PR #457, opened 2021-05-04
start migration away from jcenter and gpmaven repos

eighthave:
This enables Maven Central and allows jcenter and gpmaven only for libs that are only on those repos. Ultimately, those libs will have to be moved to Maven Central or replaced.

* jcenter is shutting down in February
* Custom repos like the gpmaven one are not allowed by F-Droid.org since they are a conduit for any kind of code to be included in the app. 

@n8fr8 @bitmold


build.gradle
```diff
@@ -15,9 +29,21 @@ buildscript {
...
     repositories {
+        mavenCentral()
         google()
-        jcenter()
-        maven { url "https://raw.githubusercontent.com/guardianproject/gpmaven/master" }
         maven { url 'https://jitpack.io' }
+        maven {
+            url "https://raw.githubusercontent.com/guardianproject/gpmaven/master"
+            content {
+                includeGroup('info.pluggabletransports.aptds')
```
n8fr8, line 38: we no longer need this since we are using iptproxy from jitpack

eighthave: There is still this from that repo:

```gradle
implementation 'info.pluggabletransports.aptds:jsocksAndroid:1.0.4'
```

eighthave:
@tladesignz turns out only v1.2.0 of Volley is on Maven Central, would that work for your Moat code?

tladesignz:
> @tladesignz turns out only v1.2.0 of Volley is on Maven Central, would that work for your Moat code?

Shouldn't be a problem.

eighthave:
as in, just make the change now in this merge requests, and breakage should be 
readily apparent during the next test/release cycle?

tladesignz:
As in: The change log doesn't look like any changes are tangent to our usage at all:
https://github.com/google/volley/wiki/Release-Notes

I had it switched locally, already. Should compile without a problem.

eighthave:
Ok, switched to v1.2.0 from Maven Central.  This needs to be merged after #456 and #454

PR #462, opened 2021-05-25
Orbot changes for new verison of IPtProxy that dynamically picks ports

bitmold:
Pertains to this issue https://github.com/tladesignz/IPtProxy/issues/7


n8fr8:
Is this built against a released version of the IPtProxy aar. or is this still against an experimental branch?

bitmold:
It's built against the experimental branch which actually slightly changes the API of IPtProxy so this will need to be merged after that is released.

--------

- **TASK**
Give the records above again, word for word.

- **EXERCISE ANSWER**
PR #457, opened 2021-05-04
start migration away from jcenter and gpmaven repos

eighthave:
This enables Maven Central and allows jcenter and gpmaven only for libs that are only on those repos. Ultimately, those libs will have to be moved to Maven Central or replaced.

* jcenter is shutting down in February
* Custom repos like the gpmaven one are not allowed by F-Droid.org since they are a conduit for any kind of code to be included in the app. 

@n8fr8 @bitmold


build.gradle
```diff
@@ -15,9 +29,21 @@ buildscript {
...
     repositories {
+        mavenCentral()
         google()
-        jcenter()
-        maven { url "https://raw.githubusercontent.com/guardianproject/gpmaven/master" }
         maven { url 'https://jitpack.io' }
+        maven {
+            url "https://raw.githubusercontent.com/guardianproject/gpmaven/master"
+            content {
+                includeGroup('info.pluggabletransports.aptds')
```
n8fr8, line 38: we no longer need this since we are using iptproxy from jitpack

eighthave: There is still this from that repo:

```gradle
implementation 'info.pluggabletransports.aptds:jsocksAndroid:1.0.4'
```

eighthave:
@tladesignz turns out only v1.2.0 of Volley is on Maven Central, would that work for your Moat code?

tladesignz:
> @tladesignz turns out only v1.2.0 of Volley is on Maven Central, would that work for your Moat code?

Shouldn't be a problem.

eighthave:
as in, just make the change now in this merge requests, and breakage should be 
readily apparent during the next test/release cycle?

tladesignz:
As in: The change log doesn't look like any changes are tangent to our usage at all:
https://github.com/google/volley/wiki/Release-Notes

I had it switched locally, already. Should compile without a problem.

eighthave:
Ok, switched to v1.2.0 from Maven Central.  This needs to be merged after #456 and #454

PR #462, opened 2021-05-25
Orbot changes for new verison of IPtProxy that dynamically picks ports

bitmold:
Pertains to this issue https://github.com/tladesignz/IPtProxy/issues/7


n8fr8:
Is this built against a released version of the IPtProxy aar. or is this still against an experimental branch?

bitmold:
It's built against the experimental branch which actually slightly changes the API of IPtProxy so this will need to be merged after that is released.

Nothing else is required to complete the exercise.